Besides his encounter with the Brick Lane shopkeeper, Arora also traces Fleek’s deeper roots back to his MBA global consulting project. He lived in Shenzhen, China, and worked for SF Express, a logistics company. This involved experience in warehouses and helping to design fulfilment systems for ecommerce marketplaces and companies.

There, he says he became “obsessed with the idea of social commerce” — or ecommerce platforms that include social and interactive shopping features. “There’s a lot of social interactions that happen between buyers and sellers [on Fleek] that I believe were inspired by my time in China,” he says, noting features such as hosting videos of the products being sold and enabling video calls between buyers and sellers.

With the company focused on expansion, Arora wants to double down on its mission to “make second hand first choice while empowering entrepreneurs on both sides of this marketplace”.

That is not without its challenges, with quality and authenticity prominent among them.
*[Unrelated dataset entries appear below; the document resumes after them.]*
PR #2980, opened 2026-06-05
RHCLOUD-35482: Check resource tenants before allowing binding

randomnetcat:
## Link(s) to Jira
[RHCLOUD-35482](https://redhat.atlassian.net/browse/RHCLOUD-35482)

Add the capability to check resources requested in resource definitions before creating role bindings for them.

This required a considerable refactor of the code for parsing attribute filters; everything is now unified rather than having piecemeal functions that disagreed on how they should be parsed(!). (More cleanup is likely still needed, but this should be good enough for all non-internal APIs.)

This also does not handle checks for internal APIs/migrations; that will need to be done later. Since I believe we've already validated that all existing workspace resource bindings refer to acceptable workspaces, there shouldn't be any current issues. The risk would come when we add a new type of resource and then run a migration on an existing role with an attribute filter that previously meant nothing but now references an out-of-tenant resource.

[RHCLOUD-35482]: https://redhat.atlassian.net/browse/RHCLOUD-35482?atlOrigin=eyJpIjoiNWRkNTljNzYxNjVmNDY3MDlhMDU5Y2ZhYzA5YTRkZjUiLCJwIjoiZ2l0aHViLWNvbS1KU1cifQ

## Summary by Sourcery

Enforce tenant-aware validation of role binding resources by integrating centralized attribute filter parsing, external inventory checks, and binding authorization policies into role creation, update, and migration flows.

New Features:
- Introduce binding authorization policies and inventory-backed checks to ensure role bindings are only created for resources within the requesting tenant.
- Add support for checking resource tenancy via the Inventory API before persisting role bindings, with configurable test-only bypass.
- Provide centralized parsing and interpretation of attribute filters for workspace-related resource definitions, including handling of ungrouped hosts workspaces.

Enhancements:
- Refactor role, workspace, and migration utilities to reuse a shared attribute filter parser instead of ad hoc workspace-specific helpers.
- Extend role view logic to surface clear 403/409 errors when bindings target unauthorized resources or when concurrent role updates are detected.
- Include default tenant and workspace resources in computed binding policies so migrations and dual-write replication remain consistent with new checks.

Tests:
- Add unit and integration tests covering binding authorization policies, resource tenancy checks against Inventory, role view binding validation, dual-write behavior under constrained policies, and updated cleanup utilities.
- Refactor existing role serializer tests to reduce duplication around resource definition filter expectations and to cover additional permission and hierarchy scenarios.

Chores:
- Remove legacy workspace resource utilities and related settings in favor of the new resource definition parsing and binding validation infrastructure.


rbac/management/role/view.py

The company is working on solutions such as building quality check centres in Karachi and Delhi to assess items before they are shipped, and using third-party applications, such as Legit App, to help authenticate items. The app enables workers at the check centres to send a photographs of products to experts who can advise on authenticity and share the conclusion with buyers.

The MBA is helping Arora on that road towards growth. While the best thing you can do to learn to be an entrepreneur is to “do”, he says, “what an MBA can do is provide you with that structured approach to ideation, to the cheat codes and the frameworks that you do need, and a network that you can really fall back on.”